:: Problem to solve ::
Each line of the data below that carries the word "exception" needs to be copied.

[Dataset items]

PR #20117, opened 2024-08-14
Add the missing note on how to inject a service into the controller

wkania:
Without it there is an error:

Could not resolve argument of "Controller", maybe you forgot to register the controller as a service or missed tagging it with the "controller.service_arguments"?

### DIFF
--- a/controller.rst
+++ b/controller.rst
@@ -178,7 +178,8 @@ These are used for rendering templates, sending emails, querying the database an
 any other "work" you can think of.
 
 If you need a service in a controller, type-hint an argument with its class
-(or interface) name. Symfony will automatically pass you the service you need::
+(or interface) name. Symfony will automatically pass you the service you need.
+Make sure your :doc:`controller is registered as a service </controller/service>`::
 
     use Psr\Log\LoggerInterface;
     use Symfony\Component\HttpFoundation\Response;


controller.rst
```diff
@@ -178,7 +178,8 @@ These are used for rendering templates, sending emails, querying the database an
 any other "work" you can think of.
 
 If you need a service in a controller, type-hint an argument with its class
-(or interface) name. Symfony will automatically pass you the service you need::
+(or interface) name. Symfony will automatically pass you the service you need.
+Make sure to :doc:`register the controller as a service or tag it with 'controller.service_arguments' </controller/service>`::
```
xabbuh: In fact, your controllers must be registered as services *and* have to be tagged with `controller.service_arguments`. I would reword it like this:

```suggestion
Make sure your :doc:`controller is registered as a service and tagged
with 'controller.service_arguments' </controller/service>`::
```

wkania: @xabbuh We can tag the controller with the attribute `Symfony\Component\HttpKernel\Attribute\AsController` or extend `Symfony\Bundle\FrameworkBundle\Controller\AbstractController` which do not have attribute. Both work so `and` is not correct. Maybe if both register controller as a service then I will just shorten this message? 

```suggestion
Make sure your :doc:`controller is registered as a service </controller/service>`::
```

xabbuh: The thing is that both described ways end up with the same result: having the service tagged with `controller.service_arguments`

We shouldn't put more information in this short sentence. Anyone interested will find the needed information in the linked document. That why I think your suggestion of shortening it even more is a good thing. 👍

wkania: Done

xabbuh (approved):

javiereguiluz:
Merged! Thanks @wkania.

PR #20118, opened 2024-08-15
[Scheduler] Add capability to skip missed periodic tasks, only the last schedule will be called

eltharin:
Add documentation for my PR https://github.com/symfony/symfony/pull/58001,


javiereguiluz:
@eltharin thanks for contributing this feature and its docs.

PR #20119, opened 2024-08-16
[Workflow] fix XML config example

xabbuh:


javiereguiluz:
XML configs are sometimes a bit difficult. Thanks a lot Christian for fixing this one.

PR #20137, opened 2024-08-20
[Profiler] improve profiler random remove

94noni:
there is no logic of days here, only random removal from time to time when creating new ones
https://github.com/symfony/symfony/blob/f502013c88c018291f37ff41aac0460f3f46bb44/src/Symfony/Component/HttpKernel/Profiler/FileProfilerStorage.php#L199-L201

### DIFF
--- a/profiler.rst
+++ b/profiler.rst
@@ -41,8 +41,8 @@ Symfony Profiler, which will look like this:
 
 .. note::
 
-    To limit the storage used by profiles on disk, they are probabilistically
-    removed after 2 days.
+    To limit the storage used by profiles on disk, old ones are randomly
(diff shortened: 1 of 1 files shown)


MrYamous:
According to function actually doing the removal I think there is a logic of days, documentation looks good to me in current state
https://github.com/symfony/symfony/blob/f502013c88c018291f37ff41aac0460f3f46bb44/src/Symfony/Component/HttpKernel/Profiler/FileProfilerStorage.php#L326-L331

94noni:
indeed you are right, I've misunderstand the method and the wording :s 
lets close !

PR #20141, opened 2024-08-21
[Config] Match Yaml configuration and Tree

devojifr:
The documentation shows Yaml configuration using a mysql string as a default value for default_connection configuration.
It may be reflected into the Tree.
Even if this is not an error, it may help to remain consistent.


javiereguiluz:
Yes, I think this is a correct bug fix. Thanks @devojifr!

PR #20147, opened 2024-08-22
[Serializer] add nullable format to defaultContext circularReference handler to prevent normalize error

eltharin:
add nullable $format parameter if this defaultContext is used with $serializer->normalize where $format can be nullable.

compress arguments with only seventh set.

### DIFF
--- a/components/serializer.rst
+++ b/components/serializer.rst
@@ -1500,7 +1500,7 @@ having unique identifiers::
 
     $encoder = new JsonEncoder();
     $defaultContext = [
-        AbstractNormalizer::CIRCULAR_REFERENCE_HANDLER => function (object $object, string $format, array $context): string {
+        AbstractNormalizer::CIRCULAR_REFERENCE_HANDLER => function (object $object, ?string $format, array $context): string {
             return $object->getName();
         },
     ];


components/serializer.rst
```diff
@@ -1486,11 +1486,11 @@ having unique identifiers::
 
     $encoder = new JsonEncoder();
     $defaultContext = [
-        AbstractNormalizer::CIRCULAR_REFERENCE_HANDLER => function (object $object, string $format, array $context): string {
+        AbstractNormalizer::CIRCULAR_REFERENCE_HANDLER => function (object $object, ?string $format, array $context): string {
             return $object->getName();
         },
     ];
-    $normalizer = new ObjectNormalizer(null, null, null, null, null, null, $defaultContext);
+    $normalizer = new ObjectNormalizer(defaultContext: $defaultContext);
```
xabbuh: This should be reverted IMO as Symfony's BC promise does not cover named arguments.

eltharin: ok I'll note for next time, So all doc must be without named arguments, or just old are not changed ?

xabbuh (approved):

components/serializer.rst
xabbuh: the whole documentation except for attributes

OskarStark (approved):

javiereguiluz:
Thanks @eltharin ... and congrats on your first Symfony Docs contribution 🎉

PR #20155, opened 2024-08-22
[Serializer] Correction of examples using the attributes groups

lkolndeep:
A correction of two examples of denormalization operations using the attribute groups.

### DIFF
--- a/components/serializer.rst
+++ b/components/serializer.rst
@@ -404,7 +404,7 @@ You are now able to serialize only attributes in the groups you want::
 
     $obj2 = $serializer->denormalize(
         ['foo' => 'foo', 'anotherProperty' => 'anotherProperty', 'bar' => 'bar'],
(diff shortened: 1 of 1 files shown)


MrYamous (approved):

xabbuh (approved):
note that technically there is no difference as the example seems to assume that `MyObj` is part of the global namespace

lkolndeep:
> note that technically there is no difference as the example seems to assume that `MyObj` is part of the global namespace

Hello @xabbuh,

In the `MyObj` class, there is `namespace Acme;`. 
That is why, to avoid any confusion, I think, it is a better to use `MyObj::class`.

Thanks for your feedback!

Regards,

xabbuh:
Looks like we should add a `use` statement for the class then.

javiereguiluz:
Thank you Stephan.

PR #101, opened 2016-08-26
Update Closure Compiler to 20160822.0.0

Dominator008:
Also update benchmark script to turn off most Closure checks and use
minimal externs. A JSDoc in react.js needs to be removed because it
currently causes an unsuppressible error in Closure.


hzoo:
cool thanks! is the .jar necessary to add?

PR #107, opened 2016-08-27
Capitalise ECMAScript and Babel

Daniel15:
Small tweaks to the readme: `ECMAScript` is a trademark and thus always needs to be capitalised that way when used. Babel is a proper noun and should be capitalised too.


hzoo:
Thanks!

PR #109, opened 2016-08-27
Remove old Mangle renamer

boopathi:


hzoo:
I don't particularly like leaving comments in the source - we should just remove it then?

kangax:
Agreed, it's all versioned so let's just remove.

boopathi:
The renamer is removed. The part that is turned to comments is the method "updateReferences" which a TODO for the current renamer.

Issue #112, opened 2016-08-27
minify-type-constructors shouldn’t rewrite `String(symbol)`


mathiasbynens:
## Input

``` js
var symbol = Symbol();
String(symbol);
// → 'Symbol()'
```
## Current output:

``` js
var symbol = Symbol();
symbol+"";
// → throws TypeError: Cannot convert a Symbol value to a string
```

mathiasbynens:
Btw, `String(x)` and `x + ""` (or `"" + x`) are not equivalent in general. Here’s another snippet that doesn’t use symbols but still produces different output after minification:

```js
var obj = {
  valueOf: _ => { console.log('valueOf'); return {}; },
  toString: _ => { console.log('toString'); return {}; }
};

try { String(obj); } catch (exception) { console.log(exception); }
// 1. toString
// 2. valueOf
// 3. TypeError: Cannot convert object to primitive value

// After minification, this becomes something like:
try { obj+""; } catch (exception) { console.log(exception); }
// 1. valueOf
// 2. toString
// 3. TypeError: Cannot convert object to primitive value
```

boopathi:
Thanks!

PR - #113 

Is it that this transformation shouldn't be applied to any pattern of `String(x)` ?

Since we don't know type `x` in `String(x)` during compile time, I guess we shouldn't transform this at all.

mathiasbynens:
I just wanted to make sure these edge cases are considered.

They might be rare enough in practice that the Babel team may decide not to care about them. But in that case, a note/warning in the README would be nice.

hzoo:
Yeah this is similar to template strings http://babeljs.io/docs/plugins/transform-es2015-template-literals/ although in this case users are intentionally using String.

boopathi:
This is merged and now there is an option to disable only `String()` type constructors.

PR #113, opened 2016-08-27
Don't transform String(x) to x + ''

boopathi:
#112


hzoo:
Should we just remove it or comment? I guess someone might think to add it again

boopathi:
I'm good for removing it. Thought it might be necessary to add some pattern that could be transformed later - and this would unbreak things that break

boopathi:
What about adding a comment about issue and removing the code ?

hzoo:
Cool 👍

kangax:
This should just be part of unsafe transform, which is what UglifyJS does. 99% of the time, it's used to convert number to string so we need to give people an option to use it so long as they're aware of consequences (which we should leave in notes). It also probably should be an opt-in, similar to GCC's advanced mode.

boopathi:
Hmm. Makes sense. I'm worried about people using Symbols - and I think it is used more and more now. Is there a way they can apply this transform without breaking symbols ? ... 

Like I want to apply the unsafe transformations (includes other type constructor transformations etc...) to most parts of the code except these places where I use `String(symbol)` - some hacky way at least ? and that I don't want to bail out completely from all the unsafe transformations because this one thing will break. I understand this argument stands for any unsafe transformation. But just want to know and document it if there is a way.

kangax:
Do we need options for plugins then? Could be something like `simplify-builtins: true | ["symbols", ...]`

boopathi:
Yeah. We could do something like - `includes` and `excludes` - 

with default `includes = ["bool", "array", "object", "number", "string"]` and `excludes = []`;
and excludes overrides includes, and users can specify what transformations they want to apply .. maybe ?

kangax:
Or make it a little friendlier and provide 3 options — all, exceptSymbols, none (as an example)

boopathi:
Oh... But we don't handle Symbol type at all ...

kangax:
@boopathi let's rebase this too? Also this isn't documented yet, right?

PR #118, opened 2016-08-28
Add link to repl [skip ci]

boopathi:


kangax:
Would be nice to be able to toggle separate plugins too.

boopathi:
We can enable passing in preset options once we get that ready ... maybe ?

kangax:
I mean in the UI it would be nice to be able to toggle them, similar to how you can toggle other presets right now.

hzoo:
Yeah would require some work. If we have that + umd plugins from npm we could debug more easily

PR #119, opened 2016-08-28
Fix bug - Conditionals transformation for impure paths

### LINKED ISSUE #115: Compression breaks commonmark npm package
I am using react-markdown which uses commonmark. When compiling the code with babili it breaks in some crazy way. It leads to an endless loop for both NodeJS and Chrome.

I am still investigating to narrow this down a little more.

Just wondering: Is there some special utf-8/unicode related functionality in babili?

boopathi:
+ (Close #115)


boopathi:
Will add a test for this .

kangax:
Looks good, thanks!

PR #127, opened 2016-08-29
Add error for babel-version <6.14.0

boopathi:
Okay. This time I'm sure it works.

But when we include preset options, I guess it is not possible to add them as well as support this.

/cc @loganfsmyth


boopathi:
I'm thinking of revisiting after we get somewhere with preset options #162 as when I tried previously, it was impossible to detect and throw this custom error (with a preset function). Also we don't have any complaints about this at all now.

kangax:
I'll close for now so that it doesn't distract us from other PR's

PR #128, opened 2016-08-29
add `--no-babelrc` option

hzoo:
Ref https://github.com/babel/babel.github.io/pull/898#discussion_r76549902 @loganfsmyth

### DIFF
--- a/packages/babili/src/index.js
+++ b/packages/babili/src/index.js
@@ -1,6 +1,6 @@
 import child from "child_process";
 
-const args = process.argv.slice(2).concat(["--presets=babili"]);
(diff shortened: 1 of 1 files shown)


boopathi:
But if I want to override this, is it possible ?

hzoo:
In the above case no. But then maybe we would say just use babel-cli then?

loganfsmyth:
I personally found it surprising that `babili` would pick up `.babelrc` configs. From a user standpoint, the fact that it's implemented with Babel seems like it should be an implementation detail. If you want to use a `.babelrc`, it seems to me like you should use the `babel` cli instead.

boopathi:
👍

Issue #76, opened 2016-08-02
Move some testing helpers into a module


hzoo:
Might be a little less setup?
Something like (maybe need to split up or move arguments around):
Basically always unpad, trim

``` js
const babel = require("babel-core");
const unpad = require("utils/unpad");

export function transform(source, plugin, options) {
  return babel.transform(unpad(source),  {
    plugins: [[plugin, options]],
  }).code.trim();
}

export function expectTransform(source, expected, plugin, options = {}) {
  return expect(transform(source, plugin, options)).toBe(unpad(expected));
}
```

boopathi:
Also, since we are always checking transformed input to static output, it would make sense to add `toMatchSnapshot` feature of jest, and we don't have to maintain a separate expected value at all.

I'm not sure if we can use it for any content - though in the [docs](https://facebook.github.io/jest/docs/api.html#tomatchsnapshot) it says React Component.

hzoo:
cc @cpojer?

cpojer:
Jest snapshots work with any serializable value, we just haven't documented it yet. This is actually the ideal use case for snapshots and should allow you guys to move much faster. Also cc @kyldvs who loves using it for strings.

boopathi:
Added in #606 . :)

PR #129, opened 2016-08-30
[WIP] Simplify Tests

boopathi:
#76

just wrote some codemod - and hand edited some edge cases. 
https://gist.github.com/boopathi/d979e5266df861052783acf9d3e61d22

Take a look before we apply to other packages


kangax:
My concern is that source and destination strings are in different places so it might be annoying to look back and forth.

@hzoo what do ya think

boopathi:
Yeah, I felt that too. So I thought we could do

```
expect({
  source,
  result: transform(source)
}).toMatchSnapshot()
```

hzoo:
A good point - being able to see the source/expected easily is useful

kangax:
Not sure if snapshot is the most appropriate approach here unless we can have input/output specified together.

hzoo:
Maybe we can leave this here and revisit.

Implementing what I wrote originally is easier and just reduces boilerplate

PR #132, opened 2016-08-30
Don't convert expression to expression in DCE

### LINKED ISSUE #130: Bad arrow function transform inside another function
As you can [see in the REPL](http://babeljs.io/repl/#?babili=true&evaluate=true&lineWrap=false&presets=es2015%2Ces2015-loose%2Ces2016%2Creact%2Cstage-0%2Cstage-1%2Cstage-2%2Cstage-3&experimental=false&loose=false&spec=false&code=function%20outer()%20%7B%0A%20%20const%20inner%20%3D%20(d)%20%3D%3E%20d.x%3B%0A%20%20return%20inner%3B%0A%7D%0A&playground=false), running babili on

```js
function outer() {
  const inner = (d) => d.x;
  return inner;
}
```
produces
```js
"use strict";function outer(){return function(a)a.x}
```

Which causes an `Unexpected identifier` error because of `function(a)a.x`.

```
const outer = () => {
  const inner = (d) => d.x;
  return inner;
}
```
also [fails in the same way](http://babeljs.io/repl/#?babili=true&evaluate=true&lineWrap=false&presets=es2015%2Ces2015-loose%2Ces2016%2Creact%2Cstage-0%2Cstage-1%2Cstage-2%2Cstage-3&experimental=false&loose=false&spec=false&code=const%20outer%20%3D%20()%20%3D%3E%20%7B%0A%20%20const%20inner%20%3D%20(d)%20%3D%3E%20d.x%3B%0A%20%20return%20inner%3B%0A%7D%0A&playground=false)

boopathi:
as it probably breaks arrowFunctions

+ (close #130)

### DIFF
--- a/packages/babel-plugin-minify-dead-code-elimination/__tests__/dead-code-elimination-test.js
+++ b/packages/babel-plugin-minify-dead-code-elimination/__tests__/dead-code-elimination-test.js
@@ -1960,4 +1960,19 @@ describe("dce-plugin", () => {
     expect(transform(source)).toBe(expected);
   });
 
+  // https://github.com/babel/babili/issues/130
+  if("should not convert expression to expression during replace issue#130", () => {
+    const source = unpad(`
+      function outer() {
+        const inner = (d) => d.x;
+        return inner;
+      }
+    `);
+    const expected = unpad(`
+      function outer() {
+        return d => d.x;
+      }
+    `);
+    expect(transform(source)).toBe(expected);
+  });
 });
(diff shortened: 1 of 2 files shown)


boopathi:
Probably an upstream bug too - eg: http://astexplorer.net/#/3Fqc2CIwsu

boopathi:
Fix in babel - https://github.com/babel/babel/pull/3687

kangax:
Does it need Babel fix first?

boopathi:
No. It doesn't need babel fix. This reapplies the same fix as in Babel. So this can be merged :)

kangax:
👍

PR #136, opened 2016-08-31
add changelog [skip ci]

hzoo:
Generated from https://github.com/lerna/lerna-changelog

Probably want to modify it though, since it doesn't make sense with independent packages


hzoo:
We can keep it for now and fix it up later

:: Output for this task ::
try { String(obj); } catch (exception) { console.log(exception); }
try { obj+""; } catch (exception) { console.log(exception); }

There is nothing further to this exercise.